When you write this in your code:
"wibble"
Then the compiler provides a block of memory that contains the bytes representing the characters 'w', 'i', 'b', 'b', 'l', 'e', and '\0' in that order (the compiler adds a zero byte at the end, a "null terminator". In C a standard string is a null-terminated string: a block of characters starting at a given memory address and continuing until the next zero byte.)
And when you start comparing expressions like that, what happens is this:
if ("Maya" == "Maya")
At the point of this comparison, the compiler -- in your case, specifically; see my explanation of string pooling at the end -- has created two separate blocks of memory, to hold two different sets of characters that are both set to 'M', 'a', 'y', 'a', '\0'.
When the compiler sees a string in quotes like this, "under the hood" it builds an array of characters, and the string itself, "Maya", acts as the name of the array of characters.

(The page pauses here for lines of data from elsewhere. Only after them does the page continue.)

PR #715, opened 2021-10-18
Use a better naming for the variable

rleungx:
This PR uses `value` to replace `severity` in `convertToScore` since both severity and confidence will use this function.


rleungx:
@ccojocar PTAL, thanks.

PR #719, opened 2021-11-03
add openssh to docker image

jaffee:
I'm trying to scan a project which has dependencies which are private projects. When Go tries to fetch the dependencies it normally uses HTTPS, but that doesn't work if they're private (terminal prompts disabled, can't enter username/password). So you do this little trick with git configuration to get Go to fetch dependencies over ssh: `GIT_CONFIG_PARAMETERS=url.ssh://git@github.com/.insteadOf=https://github.com/`
unfortunately the docker image doesn't have ssh installed so this doesn't work :)

### DIFF
--- a/Dockerfile
+++ b/Dockerfile
@@ -8,7 +8,7 @@ RUN go mod download
 RUN make build-linux
 
 FROM golang:${GO_VERSION}-alpine 
-RUN apk add --update --no-cache ca-certificates bash git gcc libc-dev
+RUN apk add --update --no-cache ca-certificates bash git gcc libc-dev openssh
 ENV GO111MODULE on
 COPY --from=builder /build/gosec /bin/gosec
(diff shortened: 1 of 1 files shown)


ccojocar:
@jaffee How much does the image size increases when adding openssh?

jaffee:
@ccojocar if I'm doing this right (`make image`) it's about a 1% increase (5MB)

```
securego/gosec                                                     v2.9.1-3-g52de346   30f30e1248ff   9 seconds ago    451MB
securego/gosec                                                     v2.9.1-6-g55c6cea   39bdb43ba13d   34 minutes ago   446MB
```

jaffee:
just rebased on master, but image size didn't change

ccojocar:
@jaffee Thanks for clarification. It looks good to me. I'll merge it in.

PR #735, opened 2021-12-06
Suppression support

### LINKED ISSUE #723: Add suppression information in the output of GoSec
### Summary 

Violations can be suppressed by inline comments and external configurations in GoSec. We propose to add a `-track-suppressions=true` CLI option for adding suppression information, including its kind and justification, in the output of GoSec.

The code below shows the example in the format of SARIF:

```json
"results": [
  {
    "level": "error",
    "locations": [
      {
        "physicalLocation": {
          "artifactLocation": {
            "uri": "D:\\gotest\\hello.go"
          },
          "region": {
            "endColumn": 2,
            "endLine": 7,
            "snippet": {
              "text": "6: \tusername := \"admin\"\n7: \tpassword := \"f62e5bcda4fae4f82370da0c6f20697b8f8447ef\"\n8: \tfmt.Println(\"Doing something with: \", username, password)\n"
            },
            "sourceLanguage": "go",
            "startColumn": 2,
            "startLine": 7
          }
        }
      }
    ],
    "message": {
      "text": "Potential hardcoded credentials"
    },
    "ruleId": "G101",
    "suppressions": [
      {
        "kind": "inSource",
        "justification": "Sample justification message."
      }
    ],
  }
]
```

### Motivation

GoSec is to inspect source code for security problems by scanning the Go AST. When codes violate one or more defined rules, GoSec will report errors.

In our scenarios, when violations are suppressed, Security Development Lifecycle (SDL) tools, such as GoSec, are expected to export suppression information, including its kind and justification. We could take advantage of this info to generate corresponding signals for auditing purposes.

### Proposed Solution

1. Keep the current behavior of GoSec, i.e., issues will not be shown on the command line if the related rules are suppressed, unless `-nosec=true` is used.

Because the names of arrays are effectively pointers, pointing at the first character of the array, the type of the expression "Maya" is pointer to char.
When you compare these two expressions using "==", what you're actually comparing is the pointers, the memory addresses of the beginning of these two different blocks of memory. Which is why the comparison is false, in your particular case, with your particular compiler.
If you want to compare two good old-fashioned C strings, you should use the strcmp() function. This will examine the contents of the memory pointed two by both "strings" (which, as I've explained, are just pointers to a block of memory) and go through the bytes, comparing them one-by-one, and tell you whether they're really the same.
Now, as I've said, this is the kind of slightly surprising result that's been biting C beginners on the arse since the days of yore. And that's one of the reasons the language evolved over time. Now, in C++, there is a std::string class, that will hold strings, and will work as you expect. The "==" operator for std::string will actually compare the contents of two std::strings.
By default, though, C++ is designed to be backwards-compatible with C, i.e. a C program will generally compile and work under a C++ compiler the same way it does in a C compiler, and that means that old-fashioned strings, "things like this in your code", will still end up as pointers to bits of memory that will give non-obvious results to the beginner when you start comparing them.
Oh, and that "string pooling" I mentioned at the beginning? That's where some more complexity might creep in. A smart compiler, to be efficient with its memory, may well spot that in your case, the strings are the same and can't be changed, and therefore only allocate one block of memory, with both of your names, "Maya", pointing at it. At which point, comparing the "strings" -- the pointers -- will tell you that they are, in fact, equal. But more by luck than design!
This "string pooling" behaviour will change from compiler to compiler, and often will differ between debug and release modes of the same compiler, as the release mode often includes optimisations like this, which will make the output code more compact (it only has to have one block of memory with "Maya" in, not two, so it's saved five -- remember that null terminator! -- bytes in the object code.) And that's the kind of behaviour that can drive a person insane if they don't know what's going on :)
If nothing else, this answer might give you a lot of search terms for the thousands of articles that are out there on the web already, trying to explain this. It's a bit painful, and everyone goes through it. If you can get your head around pointers, you'll be a much better C or C++ programmer in the long run, whether you choose to use std::string instead or not!